Soap operas have a history of dealing with controversial issues and, often, normalising them. On 'Coronation Street' there is a woman (her name escapes me; I don't watch soaps) who was, at one point, outed as being transgender. There are no disgusting 'sh*m*le' jokes, and any time I've seen it I've never heard the T word. The fact that she is transgender is not something that is made into the butt of the joke. She is simply a woman, who is in a relationship with a man, and who co-owns a café.

Part of the reason people take discriminatory standpoints is fear of the unknown, passed down from their parents and passed on from their friends. But a child seeing this (who hasn't been indoctrinated) may not even twig that there is anything that their parents might not consider to be normal, because it's just...not a big deal. It's just a fact.

And it's things like this, that pass by almost without comment, that leave me with a little bit of hope. The more visible we make things like this, the less of a problem they'll be for the younger generations. Or at least, that's what I'd like to think, anyway. Maybe I'm just being naive.

Saturday 26 September 2009

"Know what's written above the fountain you're drinking out of."

There's a reason I avoided getting involved in politics or charities for so many years. There's a reason why I keep my ditzy demeanor, even though it means that I am being consistently underestimated and undervalued. There's a reason why I force myself to be shallow, when everyone else is striving to be deep. This reason has recently been brought into sharp relief.

When River Tam was at that government school, in Firefly, they stripped her amygdalae. I feel like mine aren't quite stripped, but they aren't quite not, either. Once I start thinking about something this emotionally taxing I can't stop; I think and I think and I think and I write it out but I can't always get rid of it and it hounds me for days. Everything in my life suffers for it and I can't quite get anything done because my brain is so full of deep thoughts. Theories and details and patterns that if only I was studying I could write thesis upon thesis based on them. As it is they're simply things inside my head that make no sense, or rather too much sense.

The problem with having a high level of intelligence is that you can never quite escape your intellect. It sounds like bragging, but it isn't. It's a cry for sympathy, because too often I would rather be one of those people who doesn't think about anything but their next pair of shoes and the most recent issue of OK Magazine than someone who has so much insight about poverty or gender/sexuality politics or politics in general. I'm the ideas girl, which means I can't not have ideas, which means I can't not overthink things in great detail, which means I can't not connect the dots between a-and-b-and-c-and-d-and-e and finally ending up with something that would work but who would listen to me? I'm in no position to propose these things.

I'm in no position to change the world. All I can do is try.

Sunday 23 August 2009

If you lived here, you'd be home now.

Last night's escapades with insane people, hysterical women, loud banging noises at 1am and then 2 hours later, and eventual police intervention makes me almost tempted to look for new lodgings. I love my little flat, but I hate the building. The woods are full of fairies, but the suburbia is full of drug dealers.

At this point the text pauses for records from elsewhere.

PR #1827, opened 2024-05-09
    run.py: allow a test to require a feature not being enabled

jasonish:
Example:
```
requires:
  features:
    - -HAVE_LUA
```
would require that Suricata does not have Lua support.

### DIFF
--- a/README.md
+++ b/README.md
@@ -60,6 +60,9 @@ requires:
     # Restrict the test to builds with HAVE_LUA.
     - HAVE_LUA
 
+    # Only run a test when a feature is NOT present.
+    - -HAVE_JA4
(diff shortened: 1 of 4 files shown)


jlucovsky:
LGTM.

victorjulien:
Looks good overall. Wondering if `!HAVE_LUA` would work as well. Since that is such a common pattern in suri, it feels more appropriate.

catenacyber:
> Looks good overall. Wondering if `!HAVE_LUA` would work as well. Since that is such a common pattern in suri, it feels more appropriate.

The double dash bugged my eyes, so +1 for `!`

PR #1828, opened 2024-05-10
mqtt: add tests for MQTT log limiting

satta:
This PR adds some tests related to the upcoming MQTT message log limiting functionality.

Redmine ticket: https://redmine.openinfosecfoundation.org/issues/6984


tests/mqtt-limit-msg-1/test.yaml
```diff
@@ -0,0 +1,58 @@
+requires:
+  features:
+    - HAVE_LIBJANSSON
```
catenacyber, line 3: not needed anymore

tests/mqtt-limit-msg-1/test.yaml
```diff
@@ -0,0 +1,58 @@
...
+  script:
+    - grep 'msg-log-limit' suricata.yaml.in > /dev/null
+
+args:
+  - -k none
+
+checks:
+
+  - filter:
+      count: 1
```
catenacyber, line 15: Why this check ?

tests/mqtt-limit-msg-fail/suricata.yaml
```diff
@@ -0,0 +1,16 @@
...
+---
+
+outputs:
+  - eve-log:
+      enabled: yes
+      filetype: regular
+      filename: eve.json
+      types:
+        - mqtt:
+            msg-log-limit: XXX
```
catenacyber, line 11: I am not sure this deserves a SV test, but fait enough for me

tests/mqtt-limit-msg-1/test.yaml
jufajardini: Ideally, yes, containing: a brief description, Pcap, and Ticket/related issues.

I personally find it useful to add something more descriptive in case people use SV tests to understand how something works, or as examples. It is also where I try to answer questions that might arise about the checks that are made by the test, or the setup used.

satta:
> I personally prefer to see these tests red before the PR gets merged

I see. Interesting, my approach so far was to only run the tests if the tested feature is available in the tested suricata version/code tree. Would you always like to have tests from s-v PRs only succeed if the corresponding suricata PR is merged?

tests/mqtt-limit-msg-1/test.yaml
satta: done

tests/mqtt-limit-msg-1/test.yaml
satta: This first check is just to make sure that nothing in the `connect` log event is changed if log limiting is selected. But technically it is not testing the actual log limiting functionality. I can remove it if it helps with clarity and understandability of the test.

satta: OK, will also add a `README.md` for these tests.

tests/mqtt-limit-msg-fail/suricata.yaml
satta: This is to test if Suricata actually exits at startup with an error if this is not a  valid value. I think this is better done here than in an unit test.

satta:
New PR upcoming.

catenacyber:
> Would you always like to have tests from s-v PRs only succeed if the corresponding suricata PR is merged?

Personnaly yes, so we see that the suricata PR brings an improvement.

satta:
> > Would you always like to have tests from s-v PRs only succeed if the corresponding suricata PR is merged?
> 
> Personnaly yes, so we see that the suricata PR brings an improvement.

I see, good to know. I always expected these branches here to be a bit polymorphic: 

* when run here with a Suricata version without support for the new features to be tested, the tests should be skipped -> test green here
* when run in the context of a Suricata PR _with_ support for the new features to be tested, run the tests and hopefully -> test green in Suricata PR

I assumed that's what the requirement definition functionality in the `test.yaml` was for.

catenacyber:
This is a detail, but if we want to dive into it :

There are 2 things here :
- you are right for the `requirement`, for example, that is meant to run only tests if I have my suricata compiled with lib magic for instance
- for PRs, I like to see that we go from red to green, as it is more visible than going from skipped to passed (where I need to recompile and check locally)

satta:
Got it, thanks!

PR #1837, opened 2024-05-19
detect-proto: add a test for DNS detected as DCERPC by PM

ilya-bakhtin:
a test for https://github.com/OISF/suricata/pull/11100


catenacyber:
There should be a min-version: 8 for first the first SV PR...
Then, there would be a second SV PR to decrease this from 8 to 7, with the corresponding Suricata backport

catenacyber (changes requested):
see comment above

catenacyber:
#1989 is the new version, right ?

It's times like this that I get heartsick; torn between two courses of action, neither of which will make me particularly happy. It's as though I'm always searching for the thing that will finally make me feel like I'm home, but until then everything feels like a temporary stopping point. I've lived here almost two years and still haven't hung most of my pictures on the wall; university flats had everything up within a week. Maybe it's because I'm living alone now. Maybe it's because there's something about this place that just doesn't feel quite right. Maybe I'm just ill-equipped to deal with real life and grown-up responsibilities. None of those options are particularly appealing, because they all, ultimately, mean some kind of change has to happen.

I think I know what I want; but then, this used to be what I wanted.